## EXERCISE DATA
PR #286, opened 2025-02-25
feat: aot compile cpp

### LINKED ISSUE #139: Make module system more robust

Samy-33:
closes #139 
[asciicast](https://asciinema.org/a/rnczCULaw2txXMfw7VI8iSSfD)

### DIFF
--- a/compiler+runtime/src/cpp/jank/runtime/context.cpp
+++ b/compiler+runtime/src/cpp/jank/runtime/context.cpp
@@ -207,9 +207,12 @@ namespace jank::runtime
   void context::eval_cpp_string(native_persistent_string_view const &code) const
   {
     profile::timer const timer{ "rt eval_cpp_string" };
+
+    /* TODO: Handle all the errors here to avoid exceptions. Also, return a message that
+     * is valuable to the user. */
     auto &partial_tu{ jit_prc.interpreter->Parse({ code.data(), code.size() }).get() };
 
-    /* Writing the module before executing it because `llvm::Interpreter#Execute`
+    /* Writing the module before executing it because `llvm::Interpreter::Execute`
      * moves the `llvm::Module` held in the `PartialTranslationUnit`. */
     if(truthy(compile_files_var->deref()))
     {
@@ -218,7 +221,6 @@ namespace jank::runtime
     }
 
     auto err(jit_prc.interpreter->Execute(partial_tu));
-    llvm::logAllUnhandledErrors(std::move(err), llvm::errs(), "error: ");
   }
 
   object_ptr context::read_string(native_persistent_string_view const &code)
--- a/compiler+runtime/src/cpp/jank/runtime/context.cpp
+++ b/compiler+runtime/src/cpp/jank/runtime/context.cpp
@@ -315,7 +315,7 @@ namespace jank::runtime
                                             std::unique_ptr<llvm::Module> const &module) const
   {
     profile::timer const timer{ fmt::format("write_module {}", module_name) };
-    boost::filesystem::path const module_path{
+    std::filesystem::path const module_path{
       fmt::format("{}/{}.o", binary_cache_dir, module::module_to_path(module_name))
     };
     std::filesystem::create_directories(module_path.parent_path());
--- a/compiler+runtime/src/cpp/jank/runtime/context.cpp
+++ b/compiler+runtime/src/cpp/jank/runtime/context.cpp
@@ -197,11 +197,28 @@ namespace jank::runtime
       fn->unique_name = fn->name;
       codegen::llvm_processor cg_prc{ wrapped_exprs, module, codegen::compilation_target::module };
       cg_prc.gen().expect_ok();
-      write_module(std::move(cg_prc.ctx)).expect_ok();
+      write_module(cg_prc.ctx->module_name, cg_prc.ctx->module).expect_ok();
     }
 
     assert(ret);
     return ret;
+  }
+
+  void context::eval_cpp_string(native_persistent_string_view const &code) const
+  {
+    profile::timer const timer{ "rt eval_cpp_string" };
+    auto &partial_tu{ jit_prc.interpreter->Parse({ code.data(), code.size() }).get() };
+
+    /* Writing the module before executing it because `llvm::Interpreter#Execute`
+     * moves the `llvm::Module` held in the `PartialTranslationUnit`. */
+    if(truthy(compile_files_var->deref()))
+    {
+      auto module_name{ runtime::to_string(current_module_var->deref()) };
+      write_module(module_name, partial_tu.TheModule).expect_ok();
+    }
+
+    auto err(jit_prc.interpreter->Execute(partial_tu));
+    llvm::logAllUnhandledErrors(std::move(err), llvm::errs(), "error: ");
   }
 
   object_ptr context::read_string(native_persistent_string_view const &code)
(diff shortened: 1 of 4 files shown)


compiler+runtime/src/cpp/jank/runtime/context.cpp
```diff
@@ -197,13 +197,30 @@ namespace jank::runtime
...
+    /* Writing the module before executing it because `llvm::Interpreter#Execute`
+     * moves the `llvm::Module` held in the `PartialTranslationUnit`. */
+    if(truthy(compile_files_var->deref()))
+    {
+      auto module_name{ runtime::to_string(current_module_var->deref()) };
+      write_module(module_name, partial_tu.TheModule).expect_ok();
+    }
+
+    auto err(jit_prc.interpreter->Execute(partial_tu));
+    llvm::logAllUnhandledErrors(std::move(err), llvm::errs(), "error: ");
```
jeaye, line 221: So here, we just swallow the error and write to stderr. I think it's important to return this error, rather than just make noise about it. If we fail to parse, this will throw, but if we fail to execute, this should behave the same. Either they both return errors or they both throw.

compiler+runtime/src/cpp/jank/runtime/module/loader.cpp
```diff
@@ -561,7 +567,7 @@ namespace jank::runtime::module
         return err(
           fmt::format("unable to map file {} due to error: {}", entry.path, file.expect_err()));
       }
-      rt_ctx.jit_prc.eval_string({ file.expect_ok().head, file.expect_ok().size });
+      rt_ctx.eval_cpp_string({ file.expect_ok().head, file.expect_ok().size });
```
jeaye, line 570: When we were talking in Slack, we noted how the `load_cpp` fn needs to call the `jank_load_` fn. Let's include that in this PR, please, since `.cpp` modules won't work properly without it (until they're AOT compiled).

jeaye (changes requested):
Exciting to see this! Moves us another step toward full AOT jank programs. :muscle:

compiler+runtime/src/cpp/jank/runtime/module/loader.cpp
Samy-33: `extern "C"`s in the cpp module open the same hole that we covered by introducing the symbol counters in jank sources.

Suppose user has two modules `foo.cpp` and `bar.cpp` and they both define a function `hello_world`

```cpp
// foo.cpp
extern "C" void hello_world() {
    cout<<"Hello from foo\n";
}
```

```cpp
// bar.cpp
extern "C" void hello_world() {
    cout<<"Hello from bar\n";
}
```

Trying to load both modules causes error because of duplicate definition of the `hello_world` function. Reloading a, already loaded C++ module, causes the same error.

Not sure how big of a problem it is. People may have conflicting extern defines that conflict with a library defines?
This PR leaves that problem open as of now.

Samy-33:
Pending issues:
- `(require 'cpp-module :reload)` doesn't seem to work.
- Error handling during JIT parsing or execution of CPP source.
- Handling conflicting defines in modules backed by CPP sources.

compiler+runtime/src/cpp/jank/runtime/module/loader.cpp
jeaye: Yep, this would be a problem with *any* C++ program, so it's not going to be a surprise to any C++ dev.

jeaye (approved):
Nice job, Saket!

## EXERCISE DIRECTIONS
Out of the data above, return each line where the word "problem" can be found.

## OUTPUT OF THE TASK
Not sure how big of a problem it is. People may have conflicting extern defines that conflict with a library defines?
This PR leaves that problem open as of now.
jeaye: Yep, this would be a problem with *any* C++ program, so it's not going to be a surprise to any C++ dev.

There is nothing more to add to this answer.